Friday, November 2, 2012

That Friday morning, those kids taught me...

It all started out in typical Friday fashion.  I was determined to have my ever growing to-do list chopped down by the end of the day.  As a million thoughts rushed through my head, I hurried quickly back to my office to peck out some response emails, review a bus video, and set the plans for a future PLC, I was handed a small pink sticky note with a name and a number written on it.  I was told that a lady had called and asked for an administrator to call her back; no other details were given.  I grumbled under my breath as I walked the final few paces to my office, plopped down in my chair, and stuck the note on my desk.  I resisted the urge to trudge through my to-do list, lifted the phone, dialed the number, and began to listen to the caller on the other end of the line.

The voice on the other end was gentle, yet it was easy to distinguish that hint of brokenheartedness that is felt rather than heard.  The lady kindly introduced herself and, without knowing how to cordially lead us in, quickly plunged into the issue at hand.  The lady on the phone was a concerned grandmother that was worried about her granddaughter.  She began her story with a little background information about her little girl.  She talked about how her girl had always loved school and seemed to really enjoy learning.  She talked about how much she loved her and how she was her life.  Her next word ate at my core.  It's not that the word itself is bad.  Granted it shows contrast, yet it usually goes unnoticed in conversations.  Not this time.  Not in this conversation.  When this grandmother muttered the word "but," everything changed.  Right after she said it, she had to apologize because she had begun to cry.  She didn't have to tell me that she was crying, I could hear it in the trembling of her voice.  I could feel the heavy heart from her words and occasional sobs.  She illustrated for me a story of a little girl that has been constantly picked on for something that she can't even help.  For a very common skin condition.  She told me that her granddaughter had become the "cheese" of the infamous "cheese-touch" from the Diary of a Wimpy Kid series.  She sobbed to me that her granddaughter  who once loved school, who once couldn't wait to get to bed so she could wake up the next day, had to be pried out of the car on this typical Friday.  That same girl who hung on the words that were spoken in class by her teachers and peers, cried herself to sleep at night because of the punch line she had become.  As she talked, my head hung low, but not lower than my heart.

I concluded the phone call in a typical administrator fashion, but my heart hurt.  There are times that you go through the motions; you follow policy, procedure, and protocol.  You don't think, you just act.  Then there are times that you're human.  You feel, you hurt, you hope.  After that call, I was human, humiliatingly human.

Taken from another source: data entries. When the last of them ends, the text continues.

PR #4566, opened 2023-09-15
Add links to Maven-built JAR files

edewata:
Maven installs the JAR files in `/usr/share/java/<name>` instead of `/usr/share/java/pki`, so for backward compatibility the RPM spec file has been modified to create links to the JAR files, then include both of them in the RPM packages.

### DIFF
--- a/pki.spec
+++ b/pki.spec
@@ -931,6 +931,27 @@ pkgs=base\
     --install-dir=%{buildroot} \
     install
 
+%if "%{name}" != "pki"
+# Maven installs the JAR files in /usr/share/java/<name>, so create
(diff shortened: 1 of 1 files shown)


ckelleyRH (approved):
LGTM.

The Azure test failure looked like it could have come from here but it also appears in your other recent PRs, so this is fine. I will raise an issue to fix the CI.

fmarco76 (approved):
LGTM

edewata:
@ckelleyRH @fmarco76 Thanks!

Also thanks for looking into the Azure failure. Just let me know if I can help.

PR #4567, opened 2023-09-16
Remove CMSEngine dependency in LdapConnFactory

edewata:
The `LdapConnFactory` has been modified to no longer dependent on `CMSEngine`. Instead, the `CMSEngine` will provide methods to create an LDAP connection factory that is already configured with the engine's auditor, socket listener, and cert approval callback.

All code that were calling `LdapConnFactory.setCMSEngine()` has been modified to call the new methods, except for `DBSubsystem` and `UGSubsystem` since they are also used by CLIs which do not have a `CMSEngine` instance.

These changes will eventually allow `LdapConnFactory` to be used outside of PKI server environment.


ckelleyRH (approved):
LGTM

fmarco76 (approved):
LGTM

edewata:
@ckelleyRH @fmarco76 Thanks!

After hanging up the phone, I took a minute to get my thoughts together then called the little girl into my office.  Other than the, "I don't think I did anything to get called to the office" look she gave me when she turned the corner in my office, her attitude was not what I was expecting.  The little girl I locked eyes with was surprisingly chipper for someone who had to be dragged out of the car previously that morning.  She merrily talked about her morning and how she liked her substitute, but misses her teacher when she's gone.  After the formalities of introduction subsided, I asked her about some of the things her grandmother informed me about.  She told an identical tale of being picked on since 1st grade.  She told me the whys and hows and whats.  Enraged at this point, I asked for the whos.  Who in God's Holy name could be bullying such a sweet child...I thought to myself.  I was going to deal with that bully or few bullies.  I anxiously anticipated her answer, but was humbled by her response.  This sweet little girl, with pain in her eyes, gazed at me and said, "Mr. Richards, it feels like half of the entire grade picks on me."  I didn't think my heart could drop much lower than when I was on the phone with the grandmother, but believe you me, it did.  I am known to be able to throw out a pretty good poker face.  Very few things shake me, but there is no way that that little girl couldn't see the hurt in her eyes mirrored in mine.  However, what happened next was the most amazing thing.  Without even thinking, possibly in the same breath, she used that word...that same word that changed everything in the conversation with her grandmother.  That same word that will again...change everything..."but!"  "But Mr. Richards," the look in her eyes returning to the sparkle she displayed at the outset of our meeting, "there are some students in my class that never pick on me."  "They've even stood up for me."  She went on and on about the times they've helped her and how they make her happy and not sad like the other kids.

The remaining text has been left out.